Figure A2: Simulation Probability Distributions - Two-panel line graph outlining simulated probability distributions. The left panel shows simulated predicted probabilities across deciles, with a linear increase in percentage values. The right panel shows simulated true probabilities over the same intervals, with a nonlinear distribution that rises sharply from around 8th decile. — Figure A2: Simulation Probability Distributions

Share of simulated draws by probability decile

In this simulation exercise, as a baseline, we randomly sample 600 observations from the whole population and calculate our performance metrics. Then we apply stratified sampling by taking 60 random observations from all 10 stratums. This ensures we up-sample observations more likely to be true. We account for the up-sampling by including the importance weighting of each stratum when calculating the performance metrics. We repeat this 1,000 times to calculate the mean and variance of each performance metric using both sampling methods.

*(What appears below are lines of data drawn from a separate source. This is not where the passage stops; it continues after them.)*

PR #387, opened 2020-11-19
update path for core tests

dawidzim:
Hey!
In this pull request i correct path to CORE_TEST and added core tests for Riviera-PRO:
core_tests                  = ['misalign', 'illegal', 'dhrystone', 'fibonacci', 'riscv_ebreak_test_0']
Signed-off-by: Dawid Zimonczyk <dawidz@aldec.com.pl>

### DIFF
--- a/cv32/sim/Common.mk
+++ b/cv32/sim/Common.mk
@@ -203,7 +203,7 @@ ASM_DIR   ?= $(ASM)
 # Note that the DSIM targets allow for writing the log-files to arbitrary
 # locations, so all of these paths are absolute, except those used by Verilator.
 # TODO: clean this mess up!
-CORE_TEST_DIR                        = $(PROJ_ROOT_DIR)/cv32/tests/core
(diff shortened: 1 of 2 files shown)


MikeOpenHWGroup (changes requested):
Hi @dawidzim.  I am happy to see the support of the "core" testbench with Riviera-PRO.  Rather than adding additional tool-specific targets for each test-program, it would be better to have a generic target that works for any test-program.   For example with Verilator these targets work:
```
make custom CUSTOM_PROG=misalign
make custom CUSTOM_PROG=illegal
```
I think it would be better to have similar targets for Riviera-PRO.

Better yet, its on the TODO list (but not gating RTL Freeze for CV32E40P) to have the core testbench work with the same targets as the UVM environment.

dawidzim:
Hey @MikeOpenHWGroup 
I added option `riviera-custom`, so if we want run test on Riviera-PRO we should do:
```
make riviera-custom CUSTOM_PROG=illegal
```

MikeOpenHWGroup (approved):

We find that a sample of 600 observations on average gives a sufficiently accurate estimation of the true performance metrics for both methods. However, the variance of the metrics for the stratified sampling is lower than random sampling, especially for recall (almost three times smaller; see Table A1). This demonstrates that our stratified sampling method is more accurate given the large class imbalance in our data. This same method is used to up-sample wages paragraphs when validating our liaison wages measures.

Table A1: Simulation Performance Metrics
Calculated over 1,000 samples
Metric	Full sample	Random sampling		Stratified sampling
Metric	Full sample	Mean	Variance	Mean	Variance
Recall	0.950	0.952	0.034	0.951	0.014
Precision	0.908	0.907	0.045	0.909	0.036
F1	0.928	0.928	0.030	0.929	0.021

Appendix B: Spot-checking the Precision of the LM-based Topic Classifications

In this appendix, we perform a back-of-the-envelope assessment of the accuracy of all 14 topics classified by the transformer-based LM. To do this, we randomly sample 10 paragraphs from each topic, each with an LM-based topic probability of greater than 90 per cent, for a total of 140 paragraphs. We then assess the accuracy of these LM-based classifications allowing us to do a spot check of the LM's precision for each topic. The results are presented in Table B1 and show that topics that are more broadly defined (e.g. ‘costs’) or open to interpretation (e.g. ‘financing conditions’) – and so requiring more context and nuance to properly classify – are less precisely identified by the model.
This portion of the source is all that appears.